Your goal:
Using the records below, locate all lines containing "istiocoredns" and return them.

Input data:
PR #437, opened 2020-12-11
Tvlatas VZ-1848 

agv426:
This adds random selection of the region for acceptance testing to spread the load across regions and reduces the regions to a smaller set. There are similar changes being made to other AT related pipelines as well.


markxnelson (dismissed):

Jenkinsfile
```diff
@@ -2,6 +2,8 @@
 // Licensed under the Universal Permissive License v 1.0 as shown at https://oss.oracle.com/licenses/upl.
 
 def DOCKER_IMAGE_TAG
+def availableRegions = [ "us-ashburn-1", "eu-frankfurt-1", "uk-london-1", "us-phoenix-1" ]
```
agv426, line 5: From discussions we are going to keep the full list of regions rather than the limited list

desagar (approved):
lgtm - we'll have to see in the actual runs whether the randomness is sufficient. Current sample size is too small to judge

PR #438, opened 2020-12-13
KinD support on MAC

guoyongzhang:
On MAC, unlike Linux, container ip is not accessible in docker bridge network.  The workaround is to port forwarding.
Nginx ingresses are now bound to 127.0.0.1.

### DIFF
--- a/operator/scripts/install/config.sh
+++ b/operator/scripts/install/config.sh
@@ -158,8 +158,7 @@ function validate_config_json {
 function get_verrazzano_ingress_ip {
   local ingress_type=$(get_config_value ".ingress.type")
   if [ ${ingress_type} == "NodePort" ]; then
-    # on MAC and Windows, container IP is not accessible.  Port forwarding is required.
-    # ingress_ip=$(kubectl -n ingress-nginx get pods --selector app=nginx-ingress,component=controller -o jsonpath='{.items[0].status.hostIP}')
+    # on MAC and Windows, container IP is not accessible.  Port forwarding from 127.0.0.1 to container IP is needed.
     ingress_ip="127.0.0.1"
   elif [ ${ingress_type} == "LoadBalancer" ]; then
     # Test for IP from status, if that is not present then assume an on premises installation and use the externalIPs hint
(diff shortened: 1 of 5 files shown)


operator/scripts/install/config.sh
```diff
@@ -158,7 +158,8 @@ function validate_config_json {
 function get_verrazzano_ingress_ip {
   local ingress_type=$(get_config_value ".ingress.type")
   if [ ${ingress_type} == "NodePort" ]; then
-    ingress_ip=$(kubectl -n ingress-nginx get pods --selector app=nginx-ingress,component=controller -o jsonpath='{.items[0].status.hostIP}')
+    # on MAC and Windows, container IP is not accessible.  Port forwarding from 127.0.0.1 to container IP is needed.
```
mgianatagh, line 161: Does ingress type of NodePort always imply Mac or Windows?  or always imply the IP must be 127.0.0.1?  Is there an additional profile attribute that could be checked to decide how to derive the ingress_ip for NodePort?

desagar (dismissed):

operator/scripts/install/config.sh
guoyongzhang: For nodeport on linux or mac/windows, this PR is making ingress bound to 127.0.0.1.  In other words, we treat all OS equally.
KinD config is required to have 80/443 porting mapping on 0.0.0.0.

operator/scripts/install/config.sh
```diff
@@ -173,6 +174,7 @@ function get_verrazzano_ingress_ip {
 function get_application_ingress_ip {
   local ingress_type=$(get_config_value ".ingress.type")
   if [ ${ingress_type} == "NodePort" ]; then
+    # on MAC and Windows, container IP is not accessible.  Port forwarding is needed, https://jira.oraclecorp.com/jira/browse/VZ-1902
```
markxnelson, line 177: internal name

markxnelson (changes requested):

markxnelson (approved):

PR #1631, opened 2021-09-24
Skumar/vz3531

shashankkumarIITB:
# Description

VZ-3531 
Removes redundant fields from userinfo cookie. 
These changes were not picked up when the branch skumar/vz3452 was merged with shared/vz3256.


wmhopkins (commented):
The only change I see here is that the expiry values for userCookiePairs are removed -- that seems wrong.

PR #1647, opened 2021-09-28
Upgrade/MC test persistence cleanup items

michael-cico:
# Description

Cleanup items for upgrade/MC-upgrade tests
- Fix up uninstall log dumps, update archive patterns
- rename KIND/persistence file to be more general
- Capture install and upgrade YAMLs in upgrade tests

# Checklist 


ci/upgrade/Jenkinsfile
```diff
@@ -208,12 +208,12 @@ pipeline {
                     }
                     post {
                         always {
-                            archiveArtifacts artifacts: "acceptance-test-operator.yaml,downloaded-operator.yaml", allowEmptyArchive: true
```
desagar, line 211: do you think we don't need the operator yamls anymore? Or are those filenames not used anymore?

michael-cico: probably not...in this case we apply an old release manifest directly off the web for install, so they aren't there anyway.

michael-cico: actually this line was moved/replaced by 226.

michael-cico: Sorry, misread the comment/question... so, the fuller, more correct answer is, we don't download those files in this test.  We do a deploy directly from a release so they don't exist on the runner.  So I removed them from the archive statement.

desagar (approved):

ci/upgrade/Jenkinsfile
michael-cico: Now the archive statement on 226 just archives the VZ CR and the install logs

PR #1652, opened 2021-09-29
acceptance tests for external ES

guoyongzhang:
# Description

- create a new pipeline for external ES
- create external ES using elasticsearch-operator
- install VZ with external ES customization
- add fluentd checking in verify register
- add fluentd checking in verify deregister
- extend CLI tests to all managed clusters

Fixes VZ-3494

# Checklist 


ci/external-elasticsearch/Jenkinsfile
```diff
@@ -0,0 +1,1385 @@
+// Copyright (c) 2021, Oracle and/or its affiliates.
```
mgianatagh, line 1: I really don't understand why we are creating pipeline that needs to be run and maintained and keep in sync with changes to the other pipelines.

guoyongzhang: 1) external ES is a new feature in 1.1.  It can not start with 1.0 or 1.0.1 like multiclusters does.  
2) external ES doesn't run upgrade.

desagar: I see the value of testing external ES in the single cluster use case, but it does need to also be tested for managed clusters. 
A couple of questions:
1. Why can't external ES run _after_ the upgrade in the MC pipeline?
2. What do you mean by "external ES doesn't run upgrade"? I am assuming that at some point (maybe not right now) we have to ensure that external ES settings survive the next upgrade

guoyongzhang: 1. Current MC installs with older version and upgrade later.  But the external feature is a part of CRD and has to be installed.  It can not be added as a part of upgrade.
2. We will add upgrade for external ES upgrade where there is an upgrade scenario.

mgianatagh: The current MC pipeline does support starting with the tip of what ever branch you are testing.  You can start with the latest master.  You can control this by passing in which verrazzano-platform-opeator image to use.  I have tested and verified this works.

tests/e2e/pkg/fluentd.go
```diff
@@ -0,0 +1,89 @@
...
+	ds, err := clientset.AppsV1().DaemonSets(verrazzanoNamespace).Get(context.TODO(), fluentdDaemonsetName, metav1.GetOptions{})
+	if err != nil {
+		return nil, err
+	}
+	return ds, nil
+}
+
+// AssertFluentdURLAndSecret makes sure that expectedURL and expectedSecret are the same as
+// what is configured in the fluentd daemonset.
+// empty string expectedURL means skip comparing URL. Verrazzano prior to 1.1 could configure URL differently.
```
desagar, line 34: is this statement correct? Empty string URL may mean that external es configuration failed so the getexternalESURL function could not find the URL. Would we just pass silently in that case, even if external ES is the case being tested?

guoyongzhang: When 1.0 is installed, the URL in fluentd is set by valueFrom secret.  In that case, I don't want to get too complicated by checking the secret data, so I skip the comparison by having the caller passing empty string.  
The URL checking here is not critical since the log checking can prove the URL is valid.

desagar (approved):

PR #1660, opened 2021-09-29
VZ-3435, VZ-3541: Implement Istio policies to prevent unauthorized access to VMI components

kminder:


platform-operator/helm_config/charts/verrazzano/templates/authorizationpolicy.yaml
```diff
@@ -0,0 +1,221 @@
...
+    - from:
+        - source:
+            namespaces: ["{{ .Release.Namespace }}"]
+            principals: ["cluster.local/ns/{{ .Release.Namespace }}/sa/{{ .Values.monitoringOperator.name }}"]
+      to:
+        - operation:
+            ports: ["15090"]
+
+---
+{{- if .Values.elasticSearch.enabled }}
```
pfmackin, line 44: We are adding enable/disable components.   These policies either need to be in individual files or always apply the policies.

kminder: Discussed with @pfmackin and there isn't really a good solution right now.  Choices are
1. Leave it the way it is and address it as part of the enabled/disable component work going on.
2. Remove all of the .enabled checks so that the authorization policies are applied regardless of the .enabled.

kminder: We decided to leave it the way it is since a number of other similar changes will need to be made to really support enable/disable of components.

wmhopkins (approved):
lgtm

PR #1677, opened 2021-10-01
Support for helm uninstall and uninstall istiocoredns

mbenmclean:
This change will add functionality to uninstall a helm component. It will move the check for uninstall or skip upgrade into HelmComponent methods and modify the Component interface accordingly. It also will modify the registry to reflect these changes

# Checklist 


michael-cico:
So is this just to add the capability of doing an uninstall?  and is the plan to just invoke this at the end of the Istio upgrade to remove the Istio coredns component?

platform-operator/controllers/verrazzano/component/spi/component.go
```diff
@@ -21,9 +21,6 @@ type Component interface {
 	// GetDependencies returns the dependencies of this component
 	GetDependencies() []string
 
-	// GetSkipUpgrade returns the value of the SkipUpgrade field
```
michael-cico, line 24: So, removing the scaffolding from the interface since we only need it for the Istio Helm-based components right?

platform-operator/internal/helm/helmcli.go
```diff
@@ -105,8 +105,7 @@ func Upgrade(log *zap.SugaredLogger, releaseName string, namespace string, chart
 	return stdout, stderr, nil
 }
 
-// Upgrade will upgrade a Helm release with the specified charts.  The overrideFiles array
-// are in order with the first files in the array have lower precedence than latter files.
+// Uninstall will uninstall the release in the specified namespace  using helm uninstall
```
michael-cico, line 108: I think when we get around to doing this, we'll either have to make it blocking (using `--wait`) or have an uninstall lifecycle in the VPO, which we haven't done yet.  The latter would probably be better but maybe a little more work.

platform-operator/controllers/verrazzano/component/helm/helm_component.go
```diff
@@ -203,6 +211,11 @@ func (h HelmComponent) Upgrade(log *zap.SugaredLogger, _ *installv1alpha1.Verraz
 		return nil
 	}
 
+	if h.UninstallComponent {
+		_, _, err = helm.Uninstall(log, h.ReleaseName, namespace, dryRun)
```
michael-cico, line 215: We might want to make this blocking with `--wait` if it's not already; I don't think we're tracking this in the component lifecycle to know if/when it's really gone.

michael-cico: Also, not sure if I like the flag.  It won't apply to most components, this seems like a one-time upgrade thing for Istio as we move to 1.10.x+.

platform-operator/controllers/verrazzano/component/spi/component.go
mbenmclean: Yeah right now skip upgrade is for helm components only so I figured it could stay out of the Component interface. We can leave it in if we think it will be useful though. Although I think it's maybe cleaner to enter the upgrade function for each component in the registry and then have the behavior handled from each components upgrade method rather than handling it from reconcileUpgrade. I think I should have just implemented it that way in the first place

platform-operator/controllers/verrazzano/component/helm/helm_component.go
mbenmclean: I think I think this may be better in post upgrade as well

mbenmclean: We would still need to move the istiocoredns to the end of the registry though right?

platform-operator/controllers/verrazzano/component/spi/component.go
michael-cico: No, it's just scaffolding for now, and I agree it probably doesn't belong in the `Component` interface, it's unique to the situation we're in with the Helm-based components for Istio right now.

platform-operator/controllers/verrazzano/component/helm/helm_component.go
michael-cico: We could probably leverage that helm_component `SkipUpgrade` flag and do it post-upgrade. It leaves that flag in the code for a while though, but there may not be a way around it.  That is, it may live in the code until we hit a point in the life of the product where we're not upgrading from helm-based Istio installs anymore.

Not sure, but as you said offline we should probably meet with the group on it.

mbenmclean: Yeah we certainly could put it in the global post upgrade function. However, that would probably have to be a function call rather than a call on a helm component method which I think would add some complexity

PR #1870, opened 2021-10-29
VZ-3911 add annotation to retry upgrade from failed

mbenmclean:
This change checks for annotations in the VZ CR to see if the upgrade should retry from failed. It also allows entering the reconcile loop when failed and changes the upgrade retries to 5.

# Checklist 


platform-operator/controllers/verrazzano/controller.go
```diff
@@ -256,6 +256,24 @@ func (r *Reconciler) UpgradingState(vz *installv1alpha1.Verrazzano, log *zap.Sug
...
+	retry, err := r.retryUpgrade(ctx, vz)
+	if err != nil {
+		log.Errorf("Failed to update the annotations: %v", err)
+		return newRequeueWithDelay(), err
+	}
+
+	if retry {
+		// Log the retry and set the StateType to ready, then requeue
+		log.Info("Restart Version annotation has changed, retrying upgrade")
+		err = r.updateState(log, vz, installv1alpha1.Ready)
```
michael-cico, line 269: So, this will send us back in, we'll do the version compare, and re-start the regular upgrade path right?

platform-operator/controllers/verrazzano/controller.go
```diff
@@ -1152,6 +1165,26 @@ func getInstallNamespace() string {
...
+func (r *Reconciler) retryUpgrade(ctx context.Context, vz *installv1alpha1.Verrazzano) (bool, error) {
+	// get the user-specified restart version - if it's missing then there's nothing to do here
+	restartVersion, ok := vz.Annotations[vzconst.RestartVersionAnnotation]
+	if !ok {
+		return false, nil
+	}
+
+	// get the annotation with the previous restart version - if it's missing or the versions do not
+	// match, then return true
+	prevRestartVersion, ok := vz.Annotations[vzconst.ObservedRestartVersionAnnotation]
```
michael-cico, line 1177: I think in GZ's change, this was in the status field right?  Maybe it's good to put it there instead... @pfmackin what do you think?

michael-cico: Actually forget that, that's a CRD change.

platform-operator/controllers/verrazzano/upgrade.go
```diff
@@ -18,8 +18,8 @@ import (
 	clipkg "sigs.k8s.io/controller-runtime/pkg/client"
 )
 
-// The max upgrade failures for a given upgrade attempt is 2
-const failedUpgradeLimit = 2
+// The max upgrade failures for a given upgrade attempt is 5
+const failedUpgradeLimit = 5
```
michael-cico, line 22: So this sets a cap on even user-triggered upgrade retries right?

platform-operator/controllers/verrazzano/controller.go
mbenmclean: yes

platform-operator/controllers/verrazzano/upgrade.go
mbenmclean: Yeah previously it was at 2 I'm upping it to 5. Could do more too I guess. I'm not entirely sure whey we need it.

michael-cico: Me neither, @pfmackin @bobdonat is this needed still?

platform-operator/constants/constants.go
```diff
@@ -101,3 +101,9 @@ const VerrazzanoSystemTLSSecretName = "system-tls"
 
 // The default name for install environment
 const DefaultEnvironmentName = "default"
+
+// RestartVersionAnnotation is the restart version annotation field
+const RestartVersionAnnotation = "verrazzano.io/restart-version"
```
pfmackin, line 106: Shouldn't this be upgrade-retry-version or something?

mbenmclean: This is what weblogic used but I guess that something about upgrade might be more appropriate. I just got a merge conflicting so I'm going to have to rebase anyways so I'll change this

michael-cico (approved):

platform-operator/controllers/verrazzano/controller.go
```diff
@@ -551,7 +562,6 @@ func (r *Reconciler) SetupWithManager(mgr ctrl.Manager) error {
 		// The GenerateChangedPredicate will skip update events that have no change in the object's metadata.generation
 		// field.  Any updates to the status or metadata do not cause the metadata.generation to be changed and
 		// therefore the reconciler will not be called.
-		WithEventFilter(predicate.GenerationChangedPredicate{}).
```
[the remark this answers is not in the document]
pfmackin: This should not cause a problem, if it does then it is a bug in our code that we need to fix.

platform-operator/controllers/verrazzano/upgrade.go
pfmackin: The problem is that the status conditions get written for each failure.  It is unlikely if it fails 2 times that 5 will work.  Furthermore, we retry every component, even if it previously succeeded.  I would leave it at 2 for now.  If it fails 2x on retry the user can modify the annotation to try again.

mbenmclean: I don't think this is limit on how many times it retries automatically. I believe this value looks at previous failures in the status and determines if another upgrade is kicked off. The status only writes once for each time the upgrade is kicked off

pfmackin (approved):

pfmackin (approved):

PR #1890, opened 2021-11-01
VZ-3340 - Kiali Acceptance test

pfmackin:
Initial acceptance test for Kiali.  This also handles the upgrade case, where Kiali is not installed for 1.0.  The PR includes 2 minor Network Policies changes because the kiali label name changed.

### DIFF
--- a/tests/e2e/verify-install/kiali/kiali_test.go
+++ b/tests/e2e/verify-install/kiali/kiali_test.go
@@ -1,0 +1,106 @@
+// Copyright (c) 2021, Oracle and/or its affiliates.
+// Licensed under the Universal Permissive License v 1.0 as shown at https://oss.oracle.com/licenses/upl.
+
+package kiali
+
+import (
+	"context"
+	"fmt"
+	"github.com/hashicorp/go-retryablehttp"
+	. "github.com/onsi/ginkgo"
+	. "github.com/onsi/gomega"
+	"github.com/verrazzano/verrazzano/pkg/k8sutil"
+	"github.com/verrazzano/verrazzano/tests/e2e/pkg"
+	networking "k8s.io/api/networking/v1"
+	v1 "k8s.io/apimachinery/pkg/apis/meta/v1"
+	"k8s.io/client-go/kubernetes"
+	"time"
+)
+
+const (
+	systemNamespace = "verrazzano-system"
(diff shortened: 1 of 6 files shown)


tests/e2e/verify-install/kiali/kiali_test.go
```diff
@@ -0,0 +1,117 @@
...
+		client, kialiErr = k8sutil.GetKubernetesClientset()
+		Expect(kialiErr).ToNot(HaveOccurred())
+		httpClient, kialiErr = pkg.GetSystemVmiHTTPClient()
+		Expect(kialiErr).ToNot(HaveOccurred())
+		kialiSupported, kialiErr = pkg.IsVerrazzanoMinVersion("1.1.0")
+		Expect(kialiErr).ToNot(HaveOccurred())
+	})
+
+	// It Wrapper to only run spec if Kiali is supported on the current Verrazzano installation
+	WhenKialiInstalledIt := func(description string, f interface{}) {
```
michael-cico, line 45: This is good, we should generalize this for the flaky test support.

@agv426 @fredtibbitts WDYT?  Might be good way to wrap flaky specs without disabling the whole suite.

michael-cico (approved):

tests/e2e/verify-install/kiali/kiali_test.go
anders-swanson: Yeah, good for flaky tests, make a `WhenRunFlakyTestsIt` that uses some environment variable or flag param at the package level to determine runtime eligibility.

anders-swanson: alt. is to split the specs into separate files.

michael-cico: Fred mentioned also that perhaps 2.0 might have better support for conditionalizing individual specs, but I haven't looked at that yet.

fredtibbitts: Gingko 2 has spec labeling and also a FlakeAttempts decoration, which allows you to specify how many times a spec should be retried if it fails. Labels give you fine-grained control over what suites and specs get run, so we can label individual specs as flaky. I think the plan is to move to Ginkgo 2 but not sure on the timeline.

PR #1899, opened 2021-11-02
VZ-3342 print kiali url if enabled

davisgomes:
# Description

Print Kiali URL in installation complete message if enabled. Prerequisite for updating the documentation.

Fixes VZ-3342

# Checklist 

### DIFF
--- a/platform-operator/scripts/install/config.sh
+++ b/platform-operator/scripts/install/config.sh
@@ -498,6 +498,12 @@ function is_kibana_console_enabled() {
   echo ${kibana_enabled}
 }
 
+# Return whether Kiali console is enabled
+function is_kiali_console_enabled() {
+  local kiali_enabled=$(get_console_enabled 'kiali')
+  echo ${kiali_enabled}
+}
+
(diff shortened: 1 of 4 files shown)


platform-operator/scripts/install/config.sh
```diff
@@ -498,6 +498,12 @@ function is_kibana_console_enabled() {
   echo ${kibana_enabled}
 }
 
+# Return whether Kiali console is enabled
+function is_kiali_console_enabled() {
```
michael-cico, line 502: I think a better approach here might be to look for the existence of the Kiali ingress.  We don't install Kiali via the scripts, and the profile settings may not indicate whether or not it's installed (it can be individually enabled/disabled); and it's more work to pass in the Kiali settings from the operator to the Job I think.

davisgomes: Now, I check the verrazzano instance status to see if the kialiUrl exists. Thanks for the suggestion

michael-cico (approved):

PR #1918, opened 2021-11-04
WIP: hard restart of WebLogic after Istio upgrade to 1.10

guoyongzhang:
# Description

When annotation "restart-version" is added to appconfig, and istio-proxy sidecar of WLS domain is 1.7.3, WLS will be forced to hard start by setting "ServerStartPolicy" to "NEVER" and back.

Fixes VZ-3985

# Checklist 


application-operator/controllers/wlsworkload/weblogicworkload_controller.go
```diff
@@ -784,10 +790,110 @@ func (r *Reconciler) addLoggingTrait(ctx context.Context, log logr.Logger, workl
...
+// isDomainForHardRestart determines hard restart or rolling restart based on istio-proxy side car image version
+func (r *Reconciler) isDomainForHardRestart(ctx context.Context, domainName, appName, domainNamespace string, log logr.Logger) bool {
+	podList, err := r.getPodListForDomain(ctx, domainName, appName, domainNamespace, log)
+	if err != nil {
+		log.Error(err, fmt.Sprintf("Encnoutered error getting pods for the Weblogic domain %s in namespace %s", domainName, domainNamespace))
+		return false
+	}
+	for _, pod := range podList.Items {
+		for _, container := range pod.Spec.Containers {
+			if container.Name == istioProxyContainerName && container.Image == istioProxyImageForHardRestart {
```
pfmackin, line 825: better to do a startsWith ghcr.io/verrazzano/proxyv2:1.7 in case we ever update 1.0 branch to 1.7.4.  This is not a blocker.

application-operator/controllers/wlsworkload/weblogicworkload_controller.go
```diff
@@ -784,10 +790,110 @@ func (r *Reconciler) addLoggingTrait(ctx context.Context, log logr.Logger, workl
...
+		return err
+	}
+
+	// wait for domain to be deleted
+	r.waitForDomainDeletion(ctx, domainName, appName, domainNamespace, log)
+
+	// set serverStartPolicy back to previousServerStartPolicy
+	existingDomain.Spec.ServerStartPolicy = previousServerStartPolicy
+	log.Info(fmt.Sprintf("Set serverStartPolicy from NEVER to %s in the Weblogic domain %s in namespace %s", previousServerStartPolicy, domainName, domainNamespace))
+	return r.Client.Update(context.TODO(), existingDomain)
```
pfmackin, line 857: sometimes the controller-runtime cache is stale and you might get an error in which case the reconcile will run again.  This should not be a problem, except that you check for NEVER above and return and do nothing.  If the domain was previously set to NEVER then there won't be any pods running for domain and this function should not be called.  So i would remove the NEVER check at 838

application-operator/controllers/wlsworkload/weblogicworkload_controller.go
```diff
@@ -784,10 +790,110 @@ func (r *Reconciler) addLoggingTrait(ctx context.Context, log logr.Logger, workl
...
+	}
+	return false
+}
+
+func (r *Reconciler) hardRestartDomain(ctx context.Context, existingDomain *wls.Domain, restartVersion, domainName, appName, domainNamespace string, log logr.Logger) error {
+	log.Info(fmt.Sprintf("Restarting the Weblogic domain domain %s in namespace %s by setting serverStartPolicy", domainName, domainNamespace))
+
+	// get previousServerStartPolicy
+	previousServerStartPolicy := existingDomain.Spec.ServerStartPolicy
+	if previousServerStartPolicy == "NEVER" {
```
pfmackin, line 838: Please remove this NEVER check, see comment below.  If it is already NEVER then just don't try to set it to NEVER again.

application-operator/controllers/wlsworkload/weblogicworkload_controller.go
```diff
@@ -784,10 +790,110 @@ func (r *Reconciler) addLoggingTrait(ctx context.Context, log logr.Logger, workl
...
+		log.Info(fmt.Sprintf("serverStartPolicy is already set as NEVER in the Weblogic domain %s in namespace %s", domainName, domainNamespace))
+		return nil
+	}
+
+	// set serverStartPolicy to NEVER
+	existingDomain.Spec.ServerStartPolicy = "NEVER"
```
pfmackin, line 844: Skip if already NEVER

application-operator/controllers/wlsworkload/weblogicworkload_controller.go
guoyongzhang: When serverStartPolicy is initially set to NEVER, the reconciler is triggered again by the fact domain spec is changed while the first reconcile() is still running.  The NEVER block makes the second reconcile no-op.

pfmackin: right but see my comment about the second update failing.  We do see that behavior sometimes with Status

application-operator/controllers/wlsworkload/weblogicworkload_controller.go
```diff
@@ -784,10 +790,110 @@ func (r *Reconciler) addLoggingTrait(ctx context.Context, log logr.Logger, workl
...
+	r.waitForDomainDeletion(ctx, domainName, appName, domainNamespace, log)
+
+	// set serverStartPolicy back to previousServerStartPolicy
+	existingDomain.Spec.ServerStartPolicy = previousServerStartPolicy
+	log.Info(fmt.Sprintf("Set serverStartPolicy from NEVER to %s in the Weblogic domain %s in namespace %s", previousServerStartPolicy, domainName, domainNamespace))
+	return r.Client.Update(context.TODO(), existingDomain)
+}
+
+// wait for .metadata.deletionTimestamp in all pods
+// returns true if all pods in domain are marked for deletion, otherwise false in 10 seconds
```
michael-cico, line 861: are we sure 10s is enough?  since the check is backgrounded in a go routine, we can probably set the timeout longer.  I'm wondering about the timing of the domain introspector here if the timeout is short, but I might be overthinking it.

Solution for this problem:
Support for helm uninstall and uninstall istiocoredns
mbenmclean: We would still need to move the istiocoredns to the end of the registry though right?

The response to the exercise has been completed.